Apparently the coatings can stick to virtually any surface, even Teflon, and are only 20 to 100 nanometers thick, potentially making them ideal for use in a whole range products.
“We discovered a way to apply coatings onto a variety of surfaces that takes advantage of the sticky properties of the polyphenol compounds,” said Phillip B. Messersmith, Professor of Biomedical Engineering, who led the research. “It’s a very simple dip-coating process, and the antibacterial and antioxidant properties are preserved in the coating. One could take a stainless-steel hip implant apply the process to it, and the coating that emerges spontaneously and with no other modifications will kill bacteria and quench reactive oxygen species, such as free radicals.”
Polyphenols are naturally occurring molecules found in many plants that also give some flowers, fruits, and vegetables their color. They are antioxidants that can reverse problems caused by oxidative stress to artery walls and their anti-inflammatory properties are said to help relieve chronic pain in conditions like rheumatoid arthritis.
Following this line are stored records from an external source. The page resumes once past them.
PR #688, opened 2015-03-04
Adding fftw_all.yaml and pyfftw.yaml. 

mikaem:
fftw_all.yaml is a slight modification of original fftw.yaml that builds both single, double and long double versions of the fftw library. All these precision libraries are required by pyfftw, which is a Python wrapper of fftw.

I have only tested this on my own Ubuntu 14.10.

### DIFF
--- a/pkgs/fftw_all.yaml
+++ b/pkgs/fftw_all.yaml
@@ -1,0 +1,36 @@
+extends: [autotools_package]
+dependencies:
+  build: [mpi]
+
+sources:
+- url: http://www.fftw.org/fftw-3.3.3.tar.gz
+  key: tar.gz:qxg7ycqluegy7jhq7dtthkwbuwjwzbmy
+
+defaults:
+  # lib/libfftw3.la contains hard-coded path
+  relocatable: false
+
+build_stages:
+- name: configure
+  extra: ['--disable-debug', '--enable-shared', '--enable-mpi',
+          '--enable-sse2', '--enable-avx', '--enable-threads']
+
+- name: install
+  after: make
+  handler: bash
+  mode: override
+  bash: |
+    make install
+    make clean
+    # Build single precision library as well:
+    ./configure --prefix=$ARTIFACT --enable-single --disable-debug \
+            --enable-shared --enable-mpi --enable-sse2 --enable-avx \
+            --enable-threads
+    make -j ${HASHDIST_CPU_COUNT}
+    make install
+    make clean
+    # Build long double precision library as well:
+    ./configure --prefix=$ARTIFACT --enable-long-double --disable-debug \
+            --enable-shared --enable-mpi --enable-threads
+    make -j ${HASHDIST_CPU_COUNT}
+    make install
--- a/pkgs/pyfftw.yaml
+++ b/pkgs/pyfftw.yaml
@@ -1,0 +1,17 @@
+extends: [distutils_package]
+
+dependencies:
+  build: [fftw, mpi4py, mpi, numpy, cython]
+  run: [numpy]
+
+sources:
+- key: tar.gz:6253nl5jgccubgvsjcc2di6nxcij6ck2
+  url: https://pypi.python.org/packages/source/p/pyFFTW/pyFFTW-0.9.2.tar.gz
+
+build_stages:
+- name: install
+  after: setup_dirs
+  handler: bash
+  bash: |
+    ${PYTHON} setup.py build_ext --inplace --library-dirs=$ARTIFACT/lib --include-dirs=$ARTIFACT/include
+    ${PYTHON} setup.py install --prefix=$ARTIFACT


certik:
Why not to just add your modifications to the `fftw.yaml`?

certik:
Otherwise it looks good, thanks for the PR!

ahmadia:
Thanks for the PR @mikaem.  I think we may be able to fold this variant into fftw.yaml.  Would that be acceptable to you?

mikaem:
For me it makes no difference, just didn't want to change what was put there originally and long double precision is normally not needed. Is there a clever way of modifying fftw.yaml such that one may choose precision?

ahmadia:
>  Is there a clever way of modifying fftw.yaml such that one may choose precision?

I'm glad you asked :)  This is a great place to use a package parameter and `when` clauses.  There are some good examples in https://github.com/hashdist/hashstack/blob/master/pkgs/python/python.yaml#L3.  A corresponding profile example is here: https://github.com/hashdist/hashstack/blob/master/tests/test.scipy-stack.yaml#L8

I can take a look at this later if it looks like you're stuck.

certik:
I agree with @ahmadia. Plus, if long double is needed for pyfftw, then it is important to have it.

mikaem:
Thanks for the feedback. I'll dig a little and see if I can figure out how to set this with options in profiles.

mikaem:
Ok, this is my first effort. If I put this parameter in my profile yaml

parameters:
  fftw_precision: 'sd'   # options 'sd' or 'sdl'

then I can write in fftw.yaml:

build_stages:
  - name: configure
    extra: ['--disable-debug', '--enable-shared', '--enable-mpi',
            '--enable-sse2', '--enable-avx', '--enable-threads']

  - when: fftw_precision == 'sd'
    name: install
    after: make
    handler: bash
    mode: override
    bash: |
      make install
      make clean
      # Build single precision library as well:
      ./configure --prefix=$ARTIFACT --enable-single --disable-debug \
            --enable-shared --enable-mpi --enable-sse2 --enable-avx \
            --enable-threads
      make -j ${HASHDIST_CPU_COUNT}
      make install
    
  - when: fftw_precision == 'sdl'    
    name: install
    after: make
    handler: bash
    mode: override
    bash: |
      make install
      make clean
      # Build single precision library as well:
      ./configure --prefix=$ARTIFACT --enable-single --disable-debug \
            --enable-shared --enable-mpi --enable-sse2 --enable-avx \
            --enable-threads
      make -j ${HASHDIST_CPU_COUNT}
      make install
      make clean
      # Build long double precision library as well:
      ./configure --prefix=$ARTIFACT --enable-long-double --disable-debug \
            --enable-shared --enable-mpi --enable-threads
      make -j ${HASHDIST_CPU_COUNT}
      make install

Not very pretty, but it seems to work. Any better ideas? I don't really know any yaml at all, and my next idea would probably be to generate the file using a small python script.

ahmadia:
Yes, that's exactly what I had in mind!

As a further refinement, you could have `enable_single` and `enable_long_double` as top-level parameters in the profile file.  These could be general triggers (not just for FFTW) that the profile should contain single-precision or double-precision variants.

Also, I didn't point this out with a link, but the [HashDist YAML Domain Specific Language](http://hashdist.readthedocs.org/en/latest/specs.html#stage-system) can simplify your logic using the `update` flag to the configure stage.  This is functionality we only added a couple months ago, so it's fresh!

```yaml

defaults:
   enable_single: false
   enable_long_double: false

build_stages:
  - name: configure
    extra: ['--disable-debug', '--enable-shared', '--enable-mpi',
            '--enable-sse2', '--enable-avx', '--enable-threads']

  - when: enable_single
    name: configure
    mode: update
    extra: ['--enable-single']

  - when: enable_long_double
    name: configure
    mode: update
    extra: ['--enable-long-double']
```

Due to the we make use of CSS-like "inheritance" in HashDist, this should do what you want, and hopefully be easier for us to maintain in the long run.  I think the use of `enable_single` and `enable_long_double` is something we can endeavor to support in a uniform manner across HashStack.

mikaem:
So, if I enable both single and long double, then you are saying that all 3 precisions of the libraries will be built? Btw, long double cannot have --enable-sse2 or --enable-avx, so these must be removed for the long double configure. What's the opposite of extra?

ahmadia:
> So, if I enable both single and long double, then you are saying that all 3 precisions of the libraries will be built?

That's my understanding of how FFTW's build system works, but it's been awhile since I looked at it.

> Btw, long double cannot have --enable-sse2 or --enable-avx, so these must be removed for the long double configure. What's the opposite of extra?

You would have to remove the update, we don't currently have a way to smartly prune from `extra`.  Are you sure `--enable-sse2` and `--enable-avx` are incompatible?  I just assume they wouldn't be used for the long-double versions of the library.

mikaem:
| That's my understanding of how FFTW's build system works, but it's been awhile since I looked at it.

You have to configure and make install the double precision, then make clean; make install with enable-single and then make clean; make install with enable-long.

I got error messages for the long double on my machine (ubuntu 14.10) and had to remove enable-sse2 and enable-avx. Then it worked.

ahmadia:
Got it.  Let me take a look at your proposal again, I think you had the right way of it.

ahmadia:
Okay, what I don't like your about your approach is that we lose the global configure options when we build the single and long-double precision.  If we have to "reconfigure" though, there aren't going to be any great options.  Some ideas that might work:

* break things up into fftw_single, fftw (standard double-precision), fftw_long_double, and just build that variant for each

* use the fftw for regular double-precision, fftw_all to build all variants

* enable our fftw.yaml file to build the other variants.  This is messy, though, because there is no good way to re-run the configure stage in HashDist.

I'm fine with your original proposal (`fftw_all`), or breaking things up into multiple files.  I didn't realize the FFTW build system was so futzy or I would have green-lit your approach from the start.  Sorry!

@certik - what do you think?

jcftang:
So are we sticking with the current/last proposal or going back to the initial one for this PR?

cekees:
I'm +1 on going back to the original approach or just putting these in fftw.

ahmadia:
I'm fine with merging these in.  @certik?

certik:
This PR doesn't break anything, so we can merge it later if we figure out a nice way.

PR #692, opened 2015-03-06
libvterm: Initial add

jcftang:


pkgs/libvterm.yaml
```diff
@@ -0,0 +1,16 @@
+extends: [base_package]
+
+sources:
+- key: git:20ad1396c178c72873aeeb2870bd726f847acb70
+  url: https://github.com/neovim/libvterm.git
+
+build_stages:
+- name: make_and_install
+  handler: bash
```
certik: You should add `after: prologue` to ensure that user defined PROLOGUE is executed first.

certik:
Otherwise +1

jcftang:
Fixed.

PR #697, opened 2015-03-13
Update cbcblock.yaml

MiroK:
The previous version was using an old PETSc interface and this resulted in error `AttributeError: type object 'MatStructure' has no attribute 'SAME_PRECONDITIONER’` whenever ML preconditioner was constructed. Yaml now points to the lastest commit in cbc.block where the
error is fixed


johannesring:
Thanks!

certik:
Thanks @MiroK for the PR.

ahmadia:
Thanks @MiroK.

PR #702, opened 2015-03-25
Add libxml2 and pkg-config to build deps for mpich

johannesring:


certik:
That looks good. I didn't know those were dependencies.

jcftang:
It's probably needed for the trace file generation, mpelog if i remember right

jcftang:
lets merge this, I think it's reasonable to add this dependency

PR #703, opened 2015-03-25
Add Libint

certik:


pkgs/libint.yaml
```diff
@@ -0,0 +1,25 @@
...
+  build: [autoconf, automake, gmp, boost]
+
+sources:
+# When https://github.com/evaleev/libint/pull/30 is merged, we can switch to
+# use the original repository, until then we use a clone with the necessary
+# patches:
+#- key: git:c1be4f680ada1797e71741fa882b68e926fc05a9
+#  url: https://github.com/evaleev/libint
+- key: git:c0a83fa7e2554ea71a14dbae47bce0a3559e1a54
+  url: https://github.com/certik/libint-1
```
certik: @ahmadia any comments on this? Is it ok to use my own github repo, or should we rather use the official repo and add patches to Hashstack?

jcftang:
I think using the upstream repo and adding patches is better that pointing to personal repos. Otherwise +1.

certik:
@jcftang ok. Upstream merged my patch, so I am just using upstream now.

jcftang:
+1

PR #819, opened 2015-07-24
OpenMM: Bump version and add patch for Cygwin.

memmett:
Compiles on Cygwin64 now.  Unfortunately users have to set their PATH appropriately so that Windows can find the `cygOpenMM*` DLLs (`cygcheck` is handy for this).

Maybe there is some `launcher` magic that we can do on Cygwin to populate the PATH appropriately?


certik:
+1, this looks good.

PR #824, opened 2015-08-22
Update netcdf4.yaml

odellus:
old url was invalid. project tarballs moved to github.


johannesring:
The netcdf4 test failed because the hash is not the same as the hash from the old url.

johannesring:
Also, the old url is not invalid.

certik:
closing in favor of #825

Furthering their research, Professor Messersmith and his team experimented with dipping various objects into saline solutions of tannic acid or pyrogallol, with similar results but at a much lower cost and with even faster results. They went on to test “medically relevant polymers, engineering polymers, metals, inorganic substrates and ceramics,” with the same success. They were also able to modify the coatings enabling additional functions without affecting the original properties. In one experiment they succeeded in adding an anti-fouling element to the coating which would make it ideal for applying to pacemakers to prevent the buildup of cells on its surface.
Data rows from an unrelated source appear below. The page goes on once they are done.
PR #825, opened 2015-08-22
Update netcdf4.yaml

odellus:
needed to change key as well as the URL for netcdf

### DIFF
--- a/pkgs/netcdf4/netcdf4.yaml
+++ b/pkgs/netcdf4/netcdf4.yaml
@@ -3,11 +3,7 @@ dependencies:
   build: [mpi, hdf5, curl]
 
 sources:
-<<<<<<< HEAD
-- key: tar.gz:xxpd3cyojdxnffeovvs7qlc47n2zamj3
-=======
 - key: tar.gz:6lxhr2zray34ab7qaht4ddrno46sh42f
->>>>>>> master
   url: https://github.com/Unidata/netcdf-c/archive/v4.3.3.1.tar.gz
 
 defaults:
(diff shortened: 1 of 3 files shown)


odellus:
Merged changes made to into one single PR.

jcftang:
looks good to me, it built for me, but I don't use netcdf4 myself to verify that it's functioning as it was before.

johannesring:
The old netcd4 url still works fine for me. Also, the old tarball is 4.8M, while the new is 17M. It is probably not important, but do you know why?

odellus:
No idea. It wasn't working yesterday. I noticed that none of the other
commits in the Travis builds were failing so the issue I was having seemed
to be local, but the old URL *was* failing for me in the script or when
checking the url with the browser.

I think some of the urls I added for netcdf-* might be to newer versions.
Feel free to close this PR w/o merge since it doesn't seem to be affecting
anyone else other than myself. :smile:

On Mon, Aug 24, 2015 at 12:41 AM, Johannes Ring <notifications@github.com>
wrote:

> The old netcd4 url still works fine for me. Also, the old tarball is 4.8M,
> while the new is 17M. It is probably not important, but do you know why?
>
> —
> Reply to this email directly or view it on GitHub
> <https://github.com/hashdist/hashstack/pull/825#issuecomment-134074244>.
>



-- 
Sincerely,

Thomas O. Wood

certik:
The difference in size is due to the fact that the github version is just a tagged git repository, while the released tarball is presumably created by hand or by some script from it, probably omitting some files.

certik:
@odellus other PRs are merged, can you just create a clean PR for the netcdf?

jcftang:
This just needs some rebasing/removal of the merge conflict lines if I understand right.

johannesring:
It looks like everything in this PR has been merged, so I think this can be closed.

PR #826, opened 2015-08-23
Update netcdf4f.yaml

odellus:
new URL and key. Old URL was invalid.


jcftang:
Would it be more reasonable combine #825, #826 and #827 into on pulll request to make it easier to review. If its a project change with URL's it might be worth flattening the 3 patches. Other than that it looks good to me.

odellus:
Will do!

“The coatings innately have properties that are very beneficial to saving lives and keeping people healthy," says Tadas S. Sileika, a graduate student in Messersmith’s lab and first author of the paper detailing the research. "Without any further modification, they can help prolong the life of a medical device, reduce inflammation in a patient and prevent bacterial infections.”
In fact, the list of potential uses of these coatings is a lengthy one with applications in consumer, medical and industrial products and facilities, water purification, not to mention the food processing industry.